● Exercise goal
The required answer is a copy of each line in the entries below that includes "getOrElse".

Items from a dataset:
^^^^^^^^

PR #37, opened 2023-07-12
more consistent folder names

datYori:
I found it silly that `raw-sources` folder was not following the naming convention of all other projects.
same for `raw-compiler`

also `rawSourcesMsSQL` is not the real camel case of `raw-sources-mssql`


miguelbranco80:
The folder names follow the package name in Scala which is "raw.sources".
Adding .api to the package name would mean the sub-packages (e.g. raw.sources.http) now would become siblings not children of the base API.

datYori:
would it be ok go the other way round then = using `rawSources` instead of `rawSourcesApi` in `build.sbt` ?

^^^^^^^^

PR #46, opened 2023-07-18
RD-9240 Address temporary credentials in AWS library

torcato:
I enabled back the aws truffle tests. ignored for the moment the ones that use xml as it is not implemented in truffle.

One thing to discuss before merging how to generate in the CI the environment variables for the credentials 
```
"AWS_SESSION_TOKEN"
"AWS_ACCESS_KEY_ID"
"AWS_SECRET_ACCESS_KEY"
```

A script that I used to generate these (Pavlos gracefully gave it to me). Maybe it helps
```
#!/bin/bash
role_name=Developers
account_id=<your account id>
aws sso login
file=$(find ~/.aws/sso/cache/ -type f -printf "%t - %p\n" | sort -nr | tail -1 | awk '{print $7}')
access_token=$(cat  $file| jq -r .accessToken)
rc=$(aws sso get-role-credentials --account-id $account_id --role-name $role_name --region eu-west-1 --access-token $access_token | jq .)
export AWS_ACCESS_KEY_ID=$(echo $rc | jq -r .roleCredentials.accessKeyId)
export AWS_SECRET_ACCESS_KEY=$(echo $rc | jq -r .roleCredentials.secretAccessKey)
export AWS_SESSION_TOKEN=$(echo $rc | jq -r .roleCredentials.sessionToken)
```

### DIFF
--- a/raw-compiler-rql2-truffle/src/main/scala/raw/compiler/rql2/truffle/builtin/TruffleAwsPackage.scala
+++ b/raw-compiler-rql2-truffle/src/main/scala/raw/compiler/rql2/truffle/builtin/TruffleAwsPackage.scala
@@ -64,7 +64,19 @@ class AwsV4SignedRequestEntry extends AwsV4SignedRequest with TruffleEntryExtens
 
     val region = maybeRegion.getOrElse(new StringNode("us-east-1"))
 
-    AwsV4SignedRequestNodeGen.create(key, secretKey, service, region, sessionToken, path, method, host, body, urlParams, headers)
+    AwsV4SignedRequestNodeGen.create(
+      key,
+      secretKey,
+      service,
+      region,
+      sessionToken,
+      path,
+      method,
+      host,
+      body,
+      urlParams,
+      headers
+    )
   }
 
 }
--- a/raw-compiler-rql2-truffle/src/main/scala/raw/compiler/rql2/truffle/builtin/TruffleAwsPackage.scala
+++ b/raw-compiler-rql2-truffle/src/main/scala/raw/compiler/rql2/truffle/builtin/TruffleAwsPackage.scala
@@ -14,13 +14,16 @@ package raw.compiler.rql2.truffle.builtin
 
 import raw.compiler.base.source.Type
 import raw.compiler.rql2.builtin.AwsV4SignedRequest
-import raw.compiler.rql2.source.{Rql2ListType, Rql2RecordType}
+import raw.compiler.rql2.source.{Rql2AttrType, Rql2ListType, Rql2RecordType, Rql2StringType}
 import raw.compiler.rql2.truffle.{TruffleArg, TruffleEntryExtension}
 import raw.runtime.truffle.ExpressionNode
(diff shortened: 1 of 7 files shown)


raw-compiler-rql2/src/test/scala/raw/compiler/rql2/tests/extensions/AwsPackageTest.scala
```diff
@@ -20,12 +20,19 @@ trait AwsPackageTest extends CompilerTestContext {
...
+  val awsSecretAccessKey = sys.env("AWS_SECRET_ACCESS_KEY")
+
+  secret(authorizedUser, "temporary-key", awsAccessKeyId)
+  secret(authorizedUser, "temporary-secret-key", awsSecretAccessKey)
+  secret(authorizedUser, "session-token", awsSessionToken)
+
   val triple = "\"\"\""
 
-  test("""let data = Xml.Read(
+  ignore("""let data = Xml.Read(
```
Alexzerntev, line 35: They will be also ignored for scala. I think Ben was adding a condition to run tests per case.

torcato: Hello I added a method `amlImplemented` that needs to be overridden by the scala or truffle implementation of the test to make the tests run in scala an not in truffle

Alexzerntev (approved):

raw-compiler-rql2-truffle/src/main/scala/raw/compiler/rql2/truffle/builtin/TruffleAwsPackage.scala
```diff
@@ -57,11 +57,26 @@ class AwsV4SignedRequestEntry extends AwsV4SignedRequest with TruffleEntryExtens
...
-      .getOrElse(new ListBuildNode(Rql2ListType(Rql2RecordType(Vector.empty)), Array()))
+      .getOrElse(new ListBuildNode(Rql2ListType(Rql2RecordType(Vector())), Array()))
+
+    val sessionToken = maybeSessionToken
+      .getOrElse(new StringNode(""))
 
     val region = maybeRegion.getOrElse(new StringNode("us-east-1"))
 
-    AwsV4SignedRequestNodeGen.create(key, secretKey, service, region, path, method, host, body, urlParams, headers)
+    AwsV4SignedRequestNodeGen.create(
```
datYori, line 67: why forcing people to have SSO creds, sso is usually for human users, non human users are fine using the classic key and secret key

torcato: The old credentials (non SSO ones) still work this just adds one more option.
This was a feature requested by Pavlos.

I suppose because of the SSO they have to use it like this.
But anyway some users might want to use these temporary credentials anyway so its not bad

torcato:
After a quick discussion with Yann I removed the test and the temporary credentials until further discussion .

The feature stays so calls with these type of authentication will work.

^^^^^^^^

● Solution to this exercise
     val region = maybeRegion.getOrElse(new StringNode("us-east-1"))
-      .getOrElse(new ListBuildNode(Rql2ListType(Rql2RecordType(Vector.empty)), Array()))
+      .getOrElse(new ListBuildNode(Rql2ListType(Rql2RecordType(Vector())), Array()))
+      .getOrElse(new StringNode(""))
     val region = maybeRegion.getOrElse(new StringNode("us-east-1"))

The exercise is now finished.